Evan froze for a second, quickly pulling up files on his tablet, but my phone suddenly rang.

An urgent report from the private investigator. I'd definitely suspected Victoria's involvement in the exposure targeting Layla. Besides assigning Evan to technical tracking, I'd specifically hired a PI to monitor her movements.

I opened the message and saw a photograph—

Victoria's study. A diary lay open on the desk. The photo was crystal clear—I could read every word.

"Layla Gray destroyed everything I had. Once she's ruined, Kayden will come back to me..."

I enlarged the image and saw the date—right after she'd first spotted Layla at that coffee shop.

I scrolled down to the next page.

"The plan has begun. The exposure is out there. Watching those comments, watching everyone attack her—I should be happy. But it's not enough. That Lucas fellow can be useful."

My fingers tightened around the phone. Rage ignited inside me. It really was her... Victoria. She orchestrated all of this.
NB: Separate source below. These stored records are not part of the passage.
PR #5592, opened 2023-04-07
layers: Add new TypeStructInfo class

spencer-lunarg:
adds a `TypeStructInfo` class

This is used to help manage `OpTypeStruct` information

Currently there is a `StructInfo` but that was used only to manage the Push Constants (and has to deal with structs of struct, currently the only user for `TypeStructInfo` is `StageInterfaceVariable` which is not allowed to have nested Structs)

The next goal is to migrate all of `StructInfo` into `OpTypeStruct`


arno-lunarg (approved):
LGTM!

PR #5599, opened 2023-04-07
android: Remove VK_PROTOTYPES define

juan-lunarg:
Not used anywhere


spencer-lunarg (approved):
Background behind this:

The NDK had/(has?) a [vulkan_wrapper.c/h](https://android.googlesource.com/platform/external/vulkan-validation-layers/+/refs/heads/oreo-m4-s3-release/common/vulkan_wrapper.h) file for indirectly linking

PR #5601, opened 2023-04-08
layers: Hotfix for nested struct interface

spencer-lunarg:
I miss read (as commented below) the spec and forgot about nested structs inbetween the interface

For now just skip checking nested struct User Defined Variables until proper fix (and VVL tests) are added

@Tony-LunarG  this fixes CTS on my end

### DIFF
--- a/layers/core_checks/shader_validation.cpp
+++ b/layers/core_checks/shader_validation.cpp
@@ -2954,12 +2954,18 @@ bool CoreChecks::ValidateInterfaceBetweenStages(const SHADER_MODULE_STATE &produ
 
     for (const auto &interface_slot : producer_entrypoint.output_interface_slots) {
         auto &slot = slot_map[interface_slot.first.Location()][interface_slot.first.Component()];
+        if (interface_slot.second->nested_struct) {
+            return skip;  // TODO workaround
+        }
         slot.output = interface_slot.second;
         slot.output_type = interface_slot.first.type;
         slot.output_width = interface_slot.first.bit_width;
     }
     for (const auto &interface_slot : consumer_entrypoint.input_interface_slots) {
         auto &slot = slot_map[interface_slot.first.Location()][interface_slot.first.Component()];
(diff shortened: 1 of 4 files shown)


layers/core_checks/shader_validation.cpp
```diff
@@ -2954,12 +2954,18 @@ bool CoreChecks::ValidateInterfaceBetweenStages(const SHADER_MODULE_STATE &produ
 
     for (const auto &interface_slot : producer_entrypoint.output_interface_slots) {
         auto &slot = slot_map[interface_slot.first.Location()][interface_slot.first.Component()];
+        if (interface_slot.second->nested_struct) {
+            return skip;  // TODO workaround
```
spencer-lunarg, line 2958: Actively fixing now, so don't need issue tracker

layers/state_tracker/shader_module.cpp
```diff
@@ -1493,47 +1493,59 @@ bool StageInteraceVariable::IsBuiltin(const StageInteraceVariable& variable, con
...
-            // Option 2
-            for (const auto& member_decoration : variable.type_struct_info->decorations.member_decorations) {
-                member_locations[member_decoration.first] = member_decoration.second.location;
-                member_components[member_decoration.first] = member_decoration.second.component;
-            }
-        }
-        // In case of option 1, need to keep track as we go
-        uint32_t base_location = variable.decorations.location;
-
-        // Location/Components cant be decorated in nested structs, so no need to keep checking further
```
spencer-lunarg, line 1521: This is only for `Option 2`, for `Option 1` you can have a shader like

```glsl
        #version 450
        struct TestStruct {
            vec4 variableInStruct;
            vec2 dummy;
        };
        layout(location = 0) out block {
            vec2 dummy;
            TestStruct structInBlock[2];
        } testBlock;
        void main(void) {}
 ```

Tony-LunarG (approved):
LGTM and fixes the assert I saw in CTS

Issue #4881, opened 2022-11-30
Handle multiple entry point shader modules


spencer-lunarg:
# Issue

Currently a lot of Shader Validation logic is done at a whole Shader Module level which causes a shader module with multiple entry points to throw false positives.

Some VUIDs such as `VUID-vkCmdDraw-None-04115` say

She hated Layla for taking her place as Luna. She wanted to eliminate both Layla and Kai!

I immediately called Layla.

"Kayden?" Concern colored her voice.

"I've found something," I said quickly. "About Victoria. She was behind your exposure and the Lucas incident. I have direct evidence. Lucas's contact was V, and she documented everything clearly in her diary."

"Kayden." Layla interrupted, that familiar analytical tone in her voice. "A diary? Such blatant evidence? Doesn't this seem too convenient?"

I froze, following her reasoning, stepping back to reconsider. "What do you mean?"

"Think about it," Layla said. "Yesterday, that shadow appears in the forest, and today the diary is conveniently discovered."

"Every piece of evidence points directly to Victoria."

"This..." she paused, "feels deliberately planted for us to find."

I stared at the leads on the whiteboard.